Pour l'opposition, "stopper la violence du régime et former une autorité de gouvernement de transition sont les principaux sujets à notre agenda cette semaine", a déclaré son porte-parole Louai Safi.

L'opposition a présenté un rapport sur "les violences du régime d'Assad", le président syrien Bachar al-Assad, selon une source de l'opposition, affirmant que depuis le début des négociations en janvier, 1.805 Syriens ont été tués.

Un document en arabe de M. Brahimi, dont l'AFP a eu connaissance, circulait lundi à l'ONU à Genève. Il insiste sur les principes retenus par les grandes puissances en juin 2012 lors de la conférence Genève I. Il propose de traiter "en parallèle" la question de l'arrêt de la violence et du terrorisme, "priorité" pour le gouvernement, et celle de l'autorité gouvernementale de transition, "préalable" pour l'opposition.
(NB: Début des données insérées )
Issue #1025, opened 2022-12-07
Listbox: Show a disclaimer when there are no search matches


johanlahti:
## 🚀 Feature

Show a disclaimer in the Listbox when there are no search matches.
It should appear like in the old listbox (i.e. also in popovers). See below:

![image](https://user-images.githubusercontent.com/5780544/206198189-8168784d-8690-4503-87ac-683f2cea4eea.png)

### Motivation

Feature parity. https://jira.qlikdev.com/browse/QB-16970

CostInCode:
The linked PR above implements the feature. See the screens below for both sense client and Nebula mashup.

<img width="601" alt="Screenshot 2023-03-10 at 09 36 12" src="https://user-images.githubusercontent.com/13185716/224266357-3aecf213-e1df-40c8-8e35-48a4f6783393.png">

<img width="354" alt="Screenshot 2023-03-10 at 09 45 11" src="https://user-images.githubusercontent.com/13185716/224268244-e8075f8c-a204-4c5e-a026-d8943fb2c8ee.png">

PR #1030, opened 2022-12-15
feat: add disclaimer listbox search

CostInCode:
Show a disclaimer in Listbox when search has no results

https://github.com/qlik-oss/nebula.js/issues/1025

Unit test will be updated/added in an another PR

https://user-images.githubusercontent.com/13185716/208091034-3eb0a85a-cd4b-463b-ae33-d1b5ee81636e.mov

## Requirements checklist

- [ ] Api specification
  - [ ] Ran `yarn spec`

### DIFF
--- a/apis/nucleus/src/components/listbox/ListBox.jsx
+++ b/apis/nucleus/src/components/listbox/ListBox.jsx
@@ -67,7 +67,7 @@ function getSizeInfo({ isVertical, checkboxes, dense, height }) {
 function SearchMessage(width) {
   const styleSearchMsg = {
     fontSize: '16px',
-    padding: '16px',
+    padding: '16px 0',
     textAlign: 'center',
     minWidth: width,
   };
--- a/apis/nucleus/src/components/listbox/ListBox.jsx
+++ b/apis/nucleus/src/components/listbox/ListBox.jsx
@@ -12,6 +12,7 @@ import useLayout from '../../hooks/useLayout';
 import useSelectionsInteractions from './hooks/selections/useSelectionsInteractions';
 
 import RowColumn from './components/ListBoxRowColumn';
+import ListBoxDisclaimer from './components/ListBoxDisclaimer';
 
 const PREFIX = 'ListBox';
 const scrollBarThumb = '#BBB';
@@ -62,17 +63,6 @@ function getSizeInfo({ isVertical, checkboxes, dense, height }) {
     itemSize,
     listHeight,
   };
-}
-
-function SearchMessage(width) {
-  const styleSearchMsg = {
-    fontSize: '16px',
-    padding: '16px 0',
-    textAlign: 'center',
-    minWidth: width,
-  };
-
-  return <div style={styleSearchMsg}>There are no matches for your search.</div>;
 }
 
 export default function ListBox({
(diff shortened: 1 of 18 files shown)


apis/nucleus/src/components/listbox/ListBox.jsx
```diff
@@ -64,6 +64,17 @@ function getSizeInfo({ isVertical, checkboxes, dense, height }) {
...
+  const styleSearchMsg = {
+    fontSize: '16px',
+    padding: '16px 0',
+    textAlign: 'center',
+    minWidth: width,
+  };
+
+  return <div style={styleSearchMsg}>There are no matches for your search.</div>;
+}
+
```
johanlahti, line 77: Move out in to a new file (`SearchDisclaimer.jsx` or something) and import it from ListBox.jsx. It will make the upcoming merge conflict easier to solve 😄

apis/nucleus/src/components/listbox/ListBox.jsx
```diff
@@ -64,6 +64,17 @@ function getSizeInfo({ isVertical, checkboxes, dense, height }) {
...
 
+function SearchMessage(width) {
+  const styleSearchMsg = {
+    fontSize: '16px',
+    padding: '16px 0',
+    textAlign: 'center',
+    minWidth: width,
+  };
+
+  return <div style={styleSearchMsg}>There are no matches for your search.</div>;
```
DanielS-Qlik, line 75: Wrap the string in `{translator.get('There are no matches for your search.')}` like in ListboxInline.jsx, and maybe you can  reuse the translation string from the old listbox?

CostInCode: I'll do this way, looks like the translation from the old listbox ('Listbox.NoMatchesForYourTerms') will not work

veinfors:
The text doesn't seem to be centered horizontally in the listbox, that needs to be fixed.

ashrles (approved):
Translation LGTM

apis/nucleus/src/components/listbox/__tests__/list-box.test.jsx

"Les séances communes durant la première session n'ayant pas débouché sur des résultats notables, il est probablement préférable de tenir des réunions séparées, pour venir à des réunions plénières le second ou le troisième jour", indique le document.

"Le gouvernement syrien et sa délégation ne reculeront pas d'un pouce et resteront même si les autres s'en vont. La Syrie va rester à cette conférence", a assuré lundi le vice-ministre des Affaires étrangères, Faysal Mokdad.
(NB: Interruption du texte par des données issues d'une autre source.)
PR #43, opened 2022-01-06
possible fix to react hydration error? 

nglglhtr:
image

Using the window component in rendering causes this error, possible solution [in the docs](https://nextjs.org/docs/messages/react-hydration-error) is to use useEffect / useState

Not sure why do we need to have a check like this though?

### DIFF
--- a/packages/private/src/connectors/injectedConnector.ts
+++ b/packages/private/src/connectors/injectedConnector.ts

Seul point concret de ce dialogue, l'ONU avait essayé d'arracher en janvier une "mesure humanitaire de confiance", un accord entre opposition et gouvernement pour venir en aide à la population de la vieille ville de Homs, dans le centre, assiégée depuis 2012.
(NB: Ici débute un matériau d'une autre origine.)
PR #64, opened 2022-01-10
docs: create remix example

margalit:
This MR adds a [Remix.run](https://remix.run) example.

## Provider support
- [x] Metamask
- [x] WalletConnect
- [x] WalletLink

## Details
[WalletLink](https://github.com/walletlink/walletlink/issues/56) and WalletConnect both rely on polyfills of native Node globals ("process") and modules ("buffer", "events") which are not automatically included by esbuild (Remix’s compiler).

I was able to create a working version by [patching](https://github.com/ds300/patch-package) the Remix compiler code with [@esbuild-plugins/node-globals-polyfill](https://www.npmjs.com/package/@esbuild-plugins/node-globals-polyfill) and [@esbuild-plugins/node-modules-polyfill](https://www.npmjs.com/package/@esbuild-plugins/node-modules-polyfill).

WalletLink relies on an older version of `eth-block-tracker`, which in turn relies on an old version of `safe-event-emitter` which uses an old commonjs syntax require syntax `events/` (with a trailing slash) which doesn't seem to get picked up and polyfilled by the esbuild plugin. I've explicitly added `safe-event-emitter` and patched that too.

## References 🙇🏽
- https://github.com/remix-run/remix/issues/669#issuecomment-1010152216
- https://github.com/evanw/esbuild/issues/1921#issuecomment-1013698430


tmm:
@margalit made it so examples are now standalone so no need to worry about local package resolution.

also, fixed the entrypoints error (I had set it up incorrectly previously), but am now getting this error when trying to run remix locally:

image

Once this is fixed, we are ready to go!

margalit:
Thanks @tmm! I was able to get this error to go away by assigning `window.process = process` as part of the client entry logic but I think I'll need to dig a little more into [Remix’s module constraints](https://remix.run/docs/en/v1/guides/constraints) to figure out how to figure out how to properly expose the `events` and `process` modules that `WalletConnectConnector` and `WalletLinkConnector` rely on:

image

tmm:
> I'll need to dig a little more into [Remix’s module constraints](https://remix.run/docs/en/v1/guides/constraints) to figure out how to figure out how to properly expose the `events` and `process` modules that `WalletConnectConnector` and `WalletLinkConnector` rely on:
> 
> image

I had to do [something similar](https://github.com/tmm/wagmi/blob/main/examples/vite-react/index.html#L9-L15) for the vite-react example.

margalit:
Okay! With a couple of patches this is now working, see MR for details.

PR #66, opened 2022-01-10
feat: add useSigner hook

zakangelle:
This PR adds a `useSigner` convenience hook which provides the `signer` object of the connected account. This streamlines contract w/ signer instantiation by tucking away the async logic needed to access the `signer`.

### Example usage

```tsx
import { useSigner } from 'wagmi'

const App = () => {
  const [{ data, error, loading }, getSigner] = useSigner()

  const contract = useContract({
    addressOrName: '0xa50f703771d04d9e76e03b20720539fc014aaa40',
    contractInterface: ERC20ABI,
    signerOrProvider: signer,
  })

  return null
}
```


tmm (changes requested):
Thanks for taking this on!

We'll want to add a test before merging this in (See [`useAccount.test.ts`](https://github.com/tmm/wagmi/blob/main/packages/react/src/hooks/accounts/useBalance.ts#L97-L107) for connecting account, etc.).

Also, we want the hook to update when the chain changes. Check out how this is done in [`useBalance`](https://github.com/tmm/wagmi/blob/main/packages/react/src/hooks/accounts/useBalance.ts#L97-L107) for more info.

zakangelle:
@tmm PR feedback addressed [here](https://github.com/tmm/wagmi/pull/66/commits/e7dc770dabfd43ac35516487cbea4c92264b096d) and hook tests are [here](https://github.com/tmm/wagmi/pull/66/files#diff-98426becdb6a05357678cf7496e0ed25564fc0991665fe265ca4535422bde270) - lemme know how that looks and if I'm missing anything.

PR #77, opened 2022-01-13
fix: cant install package directly from github

clifton:
fix for `error Can't add "root": invalid package version undefined`


clifton:
ah, my bad. not used to npm hierarchical package structures

PR #112, opened 2022-01-26
Add support for Avalanche chain

rpavlovs:
This adds Avalanche Mainnet and Fuji chains to constants


tmm:
@arjanvillon this was removed when `0.3` was released. Wanted to trim down until there is a scalable process for adding chains. In the meantime, you can create a custom chain by conforming to the `Chain` type.

PR #135, opened 2022-02-05
fix: state update warnings, incomplete hooks reactivity

bpierre:
This PR prevents state to be set on unmounted or outdated render contexts by refactoring the hooks around a new `useCancel()` utility hook, which allows to manage the cancelled state of a query. It automatically calls its cancellation callback when the component unmounts, and can be manually called to invalidate it in other cases (typically by returning it in any `useEffect()` calling the query function defining its callback).

This utility is used by multiple hooks, which removes the warnings caused by the library trying to update state on unmounted components, or on outdated render contexts.

Note that since these callbacks are also [returned by the hooks](https://github.com/tmm/wagmi/blob/a6dc92c769ef64badc6c9d0ea171b2e8abb5baca/packages/react/src/hooks/accounts/useBalance.ts#L142) and can be called independently to fetch results, they don’t interrupt when cancelled. Instead, they just stop updating the local state.

These changes also ensure some `useEffect()` hooks react to changes on all the dependencies they are using, removing the need to disable the `react-hooks/exhaustive-deps` ESLint rule. Some unnecessary cancel checks [have also been removed](https://github.com/tmm/wagmi/pull/135/files#diff-efee3705b67f0357e970b517bc73227ef12d2e0215cd9a161a233d4802e7bdb1L64-L65) from these `useEffect()` hooks.

Note on tests: I tried different ways to test this, but I couldn’t find a reliable way to check if React emits a warning if the state of an unmounted component is set.

@tmm let me know what you think!


packages/react/src/hooks/accounts/useConnect.ts
```diff
@@ -35,35 +42,38 @@ export const useConnect = () => {
...
       }
     },
-    [globalState.connector, setGlobalState, setLastUsedConnector],
+    [cancelQuery, globalState.connector, setGlobalState, setLastUsedConnector],
   )
 
   // Keep connector in sync with global connector
   React.useEffect(() => {
-    let didCancel = false
-    if (didCancel) return
```
bpierre, line 55: `didCancel` will always be false here, so the `if (didCancel)` is unnecessary.

packages/react/src/hooks/accounts/useConnect.ts
```diff
@@ -35,35 +42,38 @@ export const useConnect = () => {
...
-
     setState((x) => ({
       ...x,
       connector: globalState.connector,
       error: undefined,
     }))
-
-    return () => {
-      didCancel = true
-    }
```
bpierre, line 65: And this can be safely removed since the only use of `didCancel` here is in the `if` check right after its definition.

packages/react/src/hooks/accounts/useSigner.ts
```diff
@@ -28,29 +28,34 @@ export const useSigner = ({ skip }: Config = {}) => {
...
   React.useEffect(() => {
-    if (skip) return
-
-    let didCancel = false
-    if (didCancel) return
-    getSigner()
-
-    return () => {
-      didCancel = true
+    if (!skip && cacheBuster) {
```
bpierre, line 54: `cacheBuster` is always truthy since it starts at `1`, this is just to make ESLint happy.

tmm:
Looks great and will do a proper review in a bit!

You might also be interested in checking out #85

bpierre:
Thanks! :hugs:

I just opened a discussion that also takes inspiration from React Query, for `refetch()`: https://github.com/tmm/wagmi/discussions/140

tmm:
Looking good! Waiting until the RFC drops (sometime this week) for the discussion (https://github.com/tmm/wagmi/discussions/85) I linked above since that could have some implications for how this is set up.

bpierre:
Regarding https://github.com/tmm/wagmi/pull/162#issuecomment-1038307232:

I am not sure what the merging strategy should be, since #135 is not merged yet (I would rather have all the hooks updated at once rather only this one), and #153 will also be an opportunity to fix these issues in a different way, so we might want to keep going with the same structure in the meantime.

A safe approach could also be to fix the `setState()` calls so the library stops emitting warnings, and remove the unneeded `didCancel` checks, but leave the dependencies fix for later since this will alter the hooks behavior.

/cc @tmm @shunkakinoki

tmm:
Agree! #153 will be great, but in the meantime, this is a nice improvement. Once merged in, #162 can follow along.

Depuis quatre jours, un millier de civils ont été évacués par l'ONU des quartiers assiégés en dépit de tirs. Ce chiffre inclut 300 personnes évacuées lundi.

Des tractations se poursuivaient lundi à l'ONU à New York pour persuader Moscou de se rallier à un projet de résolution sur la situation humanitaire en Syrie, ont indiqué des diplomates.

Une réunion informelle a débuté lundi matin à New York autour de ce texte élaboré par le Luxembourg, l'Australie et la Jordanie et soutenu par des pays occidentaux et arabes. Outre ces trois pays, les ambassadeurs des cinq membres permanents du Conseil de sécurité (Etats-Unis, France, Royaume-Uni, Chine, Russie) devaient y assister, "mais les Russes ne sont pas venus", a indiqué un diplomate du Conseil. Le représentant chinois était également absent.

L'ambassadeur russe Vitali Tchourkine avait affirmé il y a quelques jours que Moscou considérait un tel projet de résolution comme contre-productif et préférait une "approche pragmatique", c'est-à-dire des accords locaux comme celui qui a permis l'évacuation de plusieurs centaines de civils de Homs.